_Task statement_. Determine the number of lines in the listing below where the string "objects" occurs; answer with the number alone.

_Dataset records_.
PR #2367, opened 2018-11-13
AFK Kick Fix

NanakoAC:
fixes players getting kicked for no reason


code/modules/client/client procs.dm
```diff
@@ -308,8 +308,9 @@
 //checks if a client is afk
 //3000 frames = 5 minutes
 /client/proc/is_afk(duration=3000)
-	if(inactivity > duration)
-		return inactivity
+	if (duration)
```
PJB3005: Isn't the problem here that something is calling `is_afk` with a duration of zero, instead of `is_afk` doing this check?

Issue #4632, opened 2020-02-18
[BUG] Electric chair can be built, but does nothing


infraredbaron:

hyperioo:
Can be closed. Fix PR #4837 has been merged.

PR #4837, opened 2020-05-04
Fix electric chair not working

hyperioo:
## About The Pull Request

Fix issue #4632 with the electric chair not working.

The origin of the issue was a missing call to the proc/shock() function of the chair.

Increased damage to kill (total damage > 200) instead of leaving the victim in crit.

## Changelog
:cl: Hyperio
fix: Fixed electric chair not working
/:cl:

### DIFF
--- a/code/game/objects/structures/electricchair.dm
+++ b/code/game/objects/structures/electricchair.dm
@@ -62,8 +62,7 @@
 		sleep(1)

_Answer space_. 2